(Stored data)
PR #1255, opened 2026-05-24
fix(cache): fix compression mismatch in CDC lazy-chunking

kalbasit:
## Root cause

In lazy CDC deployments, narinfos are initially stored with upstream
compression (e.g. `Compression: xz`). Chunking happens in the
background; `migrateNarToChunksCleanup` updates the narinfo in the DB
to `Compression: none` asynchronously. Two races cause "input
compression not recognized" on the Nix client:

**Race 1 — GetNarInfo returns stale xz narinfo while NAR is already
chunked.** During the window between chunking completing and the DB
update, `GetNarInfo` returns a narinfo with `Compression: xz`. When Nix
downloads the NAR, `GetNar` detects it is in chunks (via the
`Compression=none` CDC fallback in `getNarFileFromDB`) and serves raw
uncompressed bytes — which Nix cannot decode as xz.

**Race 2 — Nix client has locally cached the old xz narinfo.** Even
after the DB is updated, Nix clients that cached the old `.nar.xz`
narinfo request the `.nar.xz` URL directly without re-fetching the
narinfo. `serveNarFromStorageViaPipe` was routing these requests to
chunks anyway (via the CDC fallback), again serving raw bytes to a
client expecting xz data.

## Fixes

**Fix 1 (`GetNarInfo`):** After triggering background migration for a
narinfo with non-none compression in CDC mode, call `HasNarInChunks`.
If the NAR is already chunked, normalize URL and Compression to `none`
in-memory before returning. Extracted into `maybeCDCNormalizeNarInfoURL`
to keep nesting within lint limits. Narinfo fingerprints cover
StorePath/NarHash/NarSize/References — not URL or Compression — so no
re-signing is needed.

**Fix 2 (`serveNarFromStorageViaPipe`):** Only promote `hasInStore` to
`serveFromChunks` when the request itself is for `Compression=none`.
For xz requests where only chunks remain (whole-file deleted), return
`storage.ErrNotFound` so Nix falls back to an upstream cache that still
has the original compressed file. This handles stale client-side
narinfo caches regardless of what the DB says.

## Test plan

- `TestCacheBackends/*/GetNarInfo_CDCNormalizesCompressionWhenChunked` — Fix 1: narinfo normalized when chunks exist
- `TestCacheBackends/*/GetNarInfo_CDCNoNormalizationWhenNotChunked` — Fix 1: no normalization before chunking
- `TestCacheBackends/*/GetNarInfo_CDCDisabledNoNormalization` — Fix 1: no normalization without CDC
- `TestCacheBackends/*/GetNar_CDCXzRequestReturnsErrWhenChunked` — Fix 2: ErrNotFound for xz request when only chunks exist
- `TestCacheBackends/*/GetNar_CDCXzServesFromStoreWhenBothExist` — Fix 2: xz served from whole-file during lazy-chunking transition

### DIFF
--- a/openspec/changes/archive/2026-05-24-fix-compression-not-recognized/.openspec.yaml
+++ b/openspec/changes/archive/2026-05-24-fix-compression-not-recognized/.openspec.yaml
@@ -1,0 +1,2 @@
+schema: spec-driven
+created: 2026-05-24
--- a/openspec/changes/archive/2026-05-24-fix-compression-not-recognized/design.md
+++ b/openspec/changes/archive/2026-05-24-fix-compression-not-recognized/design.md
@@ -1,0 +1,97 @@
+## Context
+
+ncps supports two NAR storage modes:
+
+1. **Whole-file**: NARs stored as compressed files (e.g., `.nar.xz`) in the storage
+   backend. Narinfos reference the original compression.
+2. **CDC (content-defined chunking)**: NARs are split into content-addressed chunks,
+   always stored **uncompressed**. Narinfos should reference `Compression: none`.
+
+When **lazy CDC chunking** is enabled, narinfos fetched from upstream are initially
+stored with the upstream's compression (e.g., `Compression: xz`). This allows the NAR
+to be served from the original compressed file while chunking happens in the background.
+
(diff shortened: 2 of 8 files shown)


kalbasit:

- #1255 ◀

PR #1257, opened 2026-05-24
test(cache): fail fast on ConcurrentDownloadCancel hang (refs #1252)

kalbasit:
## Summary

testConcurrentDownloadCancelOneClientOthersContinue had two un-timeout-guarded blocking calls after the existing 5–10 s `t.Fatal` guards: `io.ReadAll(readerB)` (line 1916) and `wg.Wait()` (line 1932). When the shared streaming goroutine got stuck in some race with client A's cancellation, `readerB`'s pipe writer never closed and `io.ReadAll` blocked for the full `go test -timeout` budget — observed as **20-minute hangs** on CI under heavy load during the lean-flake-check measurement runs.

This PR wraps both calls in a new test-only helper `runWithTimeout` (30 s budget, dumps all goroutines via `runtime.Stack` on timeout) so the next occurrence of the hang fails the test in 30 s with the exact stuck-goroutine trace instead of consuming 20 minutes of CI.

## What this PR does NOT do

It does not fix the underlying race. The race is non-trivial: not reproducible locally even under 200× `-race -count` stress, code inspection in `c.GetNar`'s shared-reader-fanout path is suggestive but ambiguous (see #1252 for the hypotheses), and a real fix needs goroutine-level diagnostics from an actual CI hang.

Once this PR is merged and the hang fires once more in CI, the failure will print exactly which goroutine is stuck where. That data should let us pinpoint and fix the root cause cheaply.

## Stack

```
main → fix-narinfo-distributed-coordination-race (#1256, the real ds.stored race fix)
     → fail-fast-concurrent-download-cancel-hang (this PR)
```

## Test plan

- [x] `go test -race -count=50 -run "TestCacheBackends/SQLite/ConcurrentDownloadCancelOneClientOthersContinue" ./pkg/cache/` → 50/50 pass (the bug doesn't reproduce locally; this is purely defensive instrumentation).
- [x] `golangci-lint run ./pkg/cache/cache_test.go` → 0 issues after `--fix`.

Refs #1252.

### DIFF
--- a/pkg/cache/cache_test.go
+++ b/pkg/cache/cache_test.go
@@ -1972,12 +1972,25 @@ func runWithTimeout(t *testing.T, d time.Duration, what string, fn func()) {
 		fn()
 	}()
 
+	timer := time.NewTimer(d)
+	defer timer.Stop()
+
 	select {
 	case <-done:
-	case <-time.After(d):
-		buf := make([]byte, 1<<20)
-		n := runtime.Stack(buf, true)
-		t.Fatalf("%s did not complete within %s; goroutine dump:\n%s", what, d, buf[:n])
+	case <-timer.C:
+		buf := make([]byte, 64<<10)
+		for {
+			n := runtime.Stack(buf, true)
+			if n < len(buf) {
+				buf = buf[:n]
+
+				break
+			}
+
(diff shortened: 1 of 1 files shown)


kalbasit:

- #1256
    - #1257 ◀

TASK BRIEF -> From the records above, copy only the lines starting with the line that holds "StorePath/NarHash/NarSize/References — not" and going on through the line that holds "test(cache): fail fast", exactly as written.

OUTPUT OF THE EXERCISE ->
StorePath/NarHash/NarSize/References — not URL or Compression — so no
re-signing is needed.

**Fix 2 (`serveNarFromStorageViaPipe`):** Only promote `hasInStore` to
`serveFromChunks` when the request itself is for `Compression=none`.
For xz requests where only chunks remain (whole-file deleted), return
`storage.ErrNotFound` so Nix falls back to an upstream cache that still
has the original compressed file. This handles stale client-side
narinfo caches regardless of what the DB says.

## Test plan

- `TestCacheBackends/*/GetNarInfo_CDCNormalizesCompressionWhenChunked` — Fix 1: narinfo normalized when chunks exist
- `TestCacheBackends/*/GetNarInfo_CDCNoNormalizationWhenNotChunked` — Fix 1: no normalization before chunking
- `TestCacheBackends/*/GetNarInfo_CDCDisabledNoNormalization` — Fix 1: no normalization without CDC
- `TestCacheBackends/*/GetNar_CDCXzRequestReturnsErrWhenChunked` — Fix 2: ErrNotFound for xz request when only chunks exist
- `TestCacheBackends/*/GetNar_CDCXzServesFromStoreWhenBothExist` — Fix 2: xz served from whole-file during lazy-chunking transition

### DIFF
--- a/openspec/changes/archive/2026-05-24-fix-compression-not-recognized/.openspec.yaml
+++ b/openspec/changes/archive/2026-05-24-fix-compression-not-recognized/.openspec.yaml
@@ -1,0 +1,2 @@
+schema: spec-driven
+created: 2026-05-24
--- a/openspec/changes/archive/2026-05-24-fix-compression-not-recognized/design.md
+++ b/openspec/changes/archive/2026-05-24-fix-compression-not-recognized/design.md
@@ -1,0 +1,97 @@
+## Context
+
+ncps supports two NAR storage modes:
+
+1. **Whole-file**: NARs stored as compressed files (e.g., `.nar.xz`) in the storage
+   backend. Narinfos reference the original compression.
+2. **CDC (content-defined chunking)**: NARs are split into content-addressed chunks,
+   always stored **uncompressed**. Narinfos should reference `Compression: none`.
+
+When **lazy CDC chunking** is enabled, narinfos fetched from upstream are initially
+stored with the upstream's compression (e.g., `Compression: xz`). This allows the NAR
+to be served from the original compressed file while chunking happens in the background.
+
(diff shortened: 2 of 8 files shown)


kalbasit:

- #1255 ◀

PR #1257, opened 2026-05-24
test(cache): fail fast on ConcurrentDownloadCancel hang (refs #1252)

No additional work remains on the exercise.